Exercise objective:
Nothing in the data may be altered; the answer is a verbatim copy of it.

_____

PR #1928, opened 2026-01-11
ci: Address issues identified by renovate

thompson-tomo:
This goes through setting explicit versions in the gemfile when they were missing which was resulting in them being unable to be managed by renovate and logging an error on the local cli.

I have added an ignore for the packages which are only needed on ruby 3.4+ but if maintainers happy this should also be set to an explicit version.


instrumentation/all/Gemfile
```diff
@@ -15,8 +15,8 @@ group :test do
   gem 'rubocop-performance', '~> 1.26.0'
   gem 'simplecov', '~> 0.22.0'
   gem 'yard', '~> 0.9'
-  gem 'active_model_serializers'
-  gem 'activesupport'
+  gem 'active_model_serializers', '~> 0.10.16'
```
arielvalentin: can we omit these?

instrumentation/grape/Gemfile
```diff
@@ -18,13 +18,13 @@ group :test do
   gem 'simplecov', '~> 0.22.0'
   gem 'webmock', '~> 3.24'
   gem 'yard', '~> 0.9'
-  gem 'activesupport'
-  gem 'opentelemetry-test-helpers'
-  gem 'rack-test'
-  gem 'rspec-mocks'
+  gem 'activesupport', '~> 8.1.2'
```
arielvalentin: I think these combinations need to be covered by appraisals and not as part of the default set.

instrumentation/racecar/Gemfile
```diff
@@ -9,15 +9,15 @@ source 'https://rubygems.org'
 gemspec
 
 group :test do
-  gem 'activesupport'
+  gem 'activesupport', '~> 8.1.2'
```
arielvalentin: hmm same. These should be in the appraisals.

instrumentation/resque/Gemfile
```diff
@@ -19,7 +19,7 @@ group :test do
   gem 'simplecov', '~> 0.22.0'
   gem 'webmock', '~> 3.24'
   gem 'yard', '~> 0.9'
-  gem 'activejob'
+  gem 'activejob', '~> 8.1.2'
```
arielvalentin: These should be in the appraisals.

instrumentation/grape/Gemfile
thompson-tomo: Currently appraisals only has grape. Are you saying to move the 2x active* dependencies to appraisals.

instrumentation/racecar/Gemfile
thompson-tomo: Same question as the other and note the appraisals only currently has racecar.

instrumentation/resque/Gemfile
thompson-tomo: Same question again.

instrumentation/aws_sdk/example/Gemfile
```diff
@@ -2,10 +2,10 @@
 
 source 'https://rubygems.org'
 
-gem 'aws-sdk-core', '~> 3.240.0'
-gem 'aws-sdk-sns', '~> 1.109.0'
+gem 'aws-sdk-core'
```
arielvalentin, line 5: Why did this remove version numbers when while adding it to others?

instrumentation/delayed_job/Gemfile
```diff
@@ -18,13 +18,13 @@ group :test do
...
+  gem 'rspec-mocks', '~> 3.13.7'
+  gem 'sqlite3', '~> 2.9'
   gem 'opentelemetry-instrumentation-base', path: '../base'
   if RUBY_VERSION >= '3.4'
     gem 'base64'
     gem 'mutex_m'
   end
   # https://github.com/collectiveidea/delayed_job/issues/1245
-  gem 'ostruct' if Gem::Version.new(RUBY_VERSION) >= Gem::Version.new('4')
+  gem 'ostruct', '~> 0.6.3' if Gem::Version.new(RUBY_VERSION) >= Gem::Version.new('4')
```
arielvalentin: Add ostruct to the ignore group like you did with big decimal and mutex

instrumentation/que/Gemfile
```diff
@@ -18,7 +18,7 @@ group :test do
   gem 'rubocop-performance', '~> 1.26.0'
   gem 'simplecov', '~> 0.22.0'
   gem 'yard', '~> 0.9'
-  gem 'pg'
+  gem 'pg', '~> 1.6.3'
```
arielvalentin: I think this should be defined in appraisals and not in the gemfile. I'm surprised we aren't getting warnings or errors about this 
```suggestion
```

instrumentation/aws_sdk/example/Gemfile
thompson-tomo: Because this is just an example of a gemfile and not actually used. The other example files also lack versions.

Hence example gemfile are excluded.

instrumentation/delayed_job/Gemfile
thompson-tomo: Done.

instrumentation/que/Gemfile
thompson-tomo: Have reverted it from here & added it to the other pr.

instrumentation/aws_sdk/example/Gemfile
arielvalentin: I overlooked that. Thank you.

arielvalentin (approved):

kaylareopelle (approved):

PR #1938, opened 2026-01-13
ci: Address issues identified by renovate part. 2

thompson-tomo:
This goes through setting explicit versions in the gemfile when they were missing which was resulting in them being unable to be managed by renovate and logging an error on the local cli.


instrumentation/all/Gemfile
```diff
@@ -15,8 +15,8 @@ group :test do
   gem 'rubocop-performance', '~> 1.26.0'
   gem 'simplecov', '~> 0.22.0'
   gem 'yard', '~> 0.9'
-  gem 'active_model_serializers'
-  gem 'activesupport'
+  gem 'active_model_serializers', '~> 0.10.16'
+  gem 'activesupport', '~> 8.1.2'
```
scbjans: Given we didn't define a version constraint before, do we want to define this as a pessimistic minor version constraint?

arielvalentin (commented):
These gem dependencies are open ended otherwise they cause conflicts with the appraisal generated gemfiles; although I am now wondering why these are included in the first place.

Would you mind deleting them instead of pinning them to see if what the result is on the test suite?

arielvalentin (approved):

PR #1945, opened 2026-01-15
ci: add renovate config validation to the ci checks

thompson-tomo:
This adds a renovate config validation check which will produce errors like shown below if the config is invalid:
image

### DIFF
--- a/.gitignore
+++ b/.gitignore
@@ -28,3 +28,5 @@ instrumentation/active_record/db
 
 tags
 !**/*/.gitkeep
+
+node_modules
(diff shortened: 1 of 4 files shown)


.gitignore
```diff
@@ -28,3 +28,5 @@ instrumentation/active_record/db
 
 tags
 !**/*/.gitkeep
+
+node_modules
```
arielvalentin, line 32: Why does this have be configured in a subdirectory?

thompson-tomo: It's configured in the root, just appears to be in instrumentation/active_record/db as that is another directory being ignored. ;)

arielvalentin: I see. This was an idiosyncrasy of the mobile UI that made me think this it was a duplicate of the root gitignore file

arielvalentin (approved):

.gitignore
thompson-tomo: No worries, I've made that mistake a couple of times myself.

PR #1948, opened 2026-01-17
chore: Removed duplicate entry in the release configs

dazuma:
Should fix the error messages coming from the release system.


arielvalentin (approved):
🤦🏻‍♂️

_____

Exercise response:
PR #1928, opened 2026-01-11
ci: Address issues identified by renovate

thompson-tomo:
This goes through setting explicit versions in the gemfile when they were missing which was resulting in them being unable to be managed by renovate and logging an error on the local cli.

I have added an ignore for the packages which are only needed on ruby 3.4+ but if maintainers happy this should also be set to an explicit version.


instrumentation/all/Gemfile
```diff
@@ -15,8 +15,8 @@ group :test do
   gem 'rubocop-performance', '~> 1.26.0'
   gem 'simplecov', '~> 0.22.0'
   gem 'yard', '~> 0.9'
-  gem 'active_model_serializers'
-  gem 'activesupport'
+  gem 'active_model_serializers', '~> 0.10.16'
```
arielvalentin: can we omit these?

instrumentation/grape/Gemfile
```diff
@@ -18,13 +18,13 @@ group :test do
   gem 'simplecov', '~> 0.22.0'
   gem 'webmock', '~> 3.24'
   gem 'yard', '~> 0.9'
-  gem 'activesupport'
-  gem 'opentelemetry-test-helpers'
-  gem 'rack-test'
-  gem 'rspec-mocks'
+  gem 'activesupport', '~> 8.1.2'
```
arielvalentin: I think these combinations need to be covered by appraisals and not as part of the default set.

instrumentation/racecar/Gemfile
```diff
@@ -9,15 +9,15 @@ source 'https://rubygems.org'
 gemspec
 
 group :test do
-  gem 'activesupport'
+  gem 'activesupport', '~> 8.1.2'
```
arielvalentin: hmm same. These should be in the appraisals.

instrumentation/resque/Gemfile
```diff
@@ -19,7 +19,7 @@ group :test do
   gem 'simplecov', '~> 0.22.0'
   gem 'webmock', '~> 3.24'
   gem 'yard', '~> 0.9'
-  gem 'activejob'
+  gem 'activejob', '~> 8.1.2'
```
arielvalentin: These should be in the appraisals.

instrumentation/grape/Gemfile
thompson-tomo: Currently appraisals only has grape. Are you saying to move the 2x active* dependencies to appraisals.

instrumentation/racecar/Gemfile
thompson-tomo: Same question as the other and note the appraisals only currently has racecar.

instrumentation/resque/Gemfile
thompson-tomo: Same question again.

instrumentation/aws_sdk/example/Gemfile
```diff
@@ -2,10 +2,10 @@
 
 source 'https://rubygems.org'
 
-gem 'aws-sdk-core', '~> 3.240.0'
-gem 'aws-sdk-sns', '~> 1.109.0'
+gem 'aws-sdk-core'
```
arielvalentin, line 5: Why did this remove version numbers when while adding it to others?

instrumentation/delayed_job/Gemfile
```diff
@@ -18,13 +18,13 @@ group :test do
...
+  gem 'rspec-mocks', '~> 3.13.7'
+  gem 'sqlite3', '~> 2.9'
   gem 'opentelemetry-instrumentation-base', path: '../base'
   if RUBY_VERSION >= '3.4'
     gem 'base64'
     gem 'mutex_m'
   end
   # https://github.com/collectiveidea/delayed_job/issues/1245
-  gem 'ostruct' if Gem::Version.new(RUBY_VERSION) >= Gem::Version.new('4')
+  gem 'ostruct', '~> 0.6.3' if Gem::Version.new(RUBY_VERSION) >= Gem::Version.new('4')
```
arielvalentin: Add ostruct to the ignore group like you did with big decimal and mutex

instrumentation/que/Gemfile
```diff
@@ -18,7 +18,7 @@ group :test do
   gem 'rubocop-performance', '~> 1.26.0'
   gem 'simplecov', '~> 0.22.0'
   gem 'yard', '~> 0.9'
-  gem 'pg'
+  gem 'pg', '~> 1.6.3'
```
arielvalentin: I think this should be defined in appraisals and not in the gemfile. I'm surprised we aren't getting warnings or errors about this 
```suggestion
```

instrumentation/aws_sdk/example/Gemfile
thompson-tomo: Because this is just an example of a gemfile and not actually used. The other example files also lack versions.

Hence example gemfile are excluded.

instrumentation/delayed_job/Gemfile
thompson-tomo: Done.

instrumentation/que/Gemfile
thompson-tomo: Have reverted it from here & added it to the other pr.

instrumentation/aws_sdk/example/Gemfile
arielvalentin: I overlooked that. Thank you.

arielvalentin (approved):

kaylareopelle (approved):

PR #1938, opened 2026-01-13
ci: Address issues identified by renovate part. 2

thompson-tomo:
This goes through setting explicit versions in the gemfile when they were missing which was resulting in them being unable to be managed by renovate and logging an error on the local cli.


instrumentation/all/Gemfile
```diff
@@ -15,8 +15,8 @@ group :test do
   gem 'rubocop-performance', '~> 1.26.0'
   gem 'simplecov', '~> 0.22.0'
   gem 'yard', '~> 0.9'
-  gem 'active_model_serializers'
-  gem 'activesupport'
+  gem 'active_model_serializers', '~> 0.10.16'
+  gem 'activesupport', '~> 8.1.2'
```
scbjans: Given we didn't define a version constraint before, do we want to define this as a pessimistic minor version constraint?

arielvalentin (commented):
These gem dependencies are open ended otherwise they cause conflicts with the appraisal generated gemfiles; although I am now wondering why these are included in the first place.

Would you mind deleting them instead of pinning them to see if what the result is on the test suite?

arielvalentin (approved):

PR #1945, opened 2026-01-15
ci: add renovate config validation to the ci checks

thompson-tomo:
This adds a renovate config validation check which will produce errors like shown below if the config is invalid:
image

### DIFF
--- a/.gitignore
+++ b/.gitignore
@@ -28,3 +28,5 @@ instrumentation/active_record/db
 
 tags
 !**/*/.gitkeep
+
+node_modules
(diff shortened: 1 of 4 files shown)


.gitignore
```diff
@@ -28,3 +28,5 @@ instrumentation/active_record/db
 
 tags
 !**/*/.gitkeep
+
+node_modules
```
arielvalentin, line 32: Why does this have be configured in a subdirectory?

thompson-tomo: It's configured in the root, just appears to be in instrumentation/active_record/db as that is another directory being ignored. ;)

arielvalentin: I see. This was an idiosyncrasy of the mobile UI that made me think this it was a duplicate of the root gitignore file

arielvalentin (approved):

.gitignore
thompson-tomo: No worries, I've made that mistake a couple of times myself.

PR #1948, opened 2026-01-17
chore: Removed duplicate entry in the release configs

dazuma:
Should fix the error messages coming from the release system.


arielvalentin (approved):
🤦🏻‍♂️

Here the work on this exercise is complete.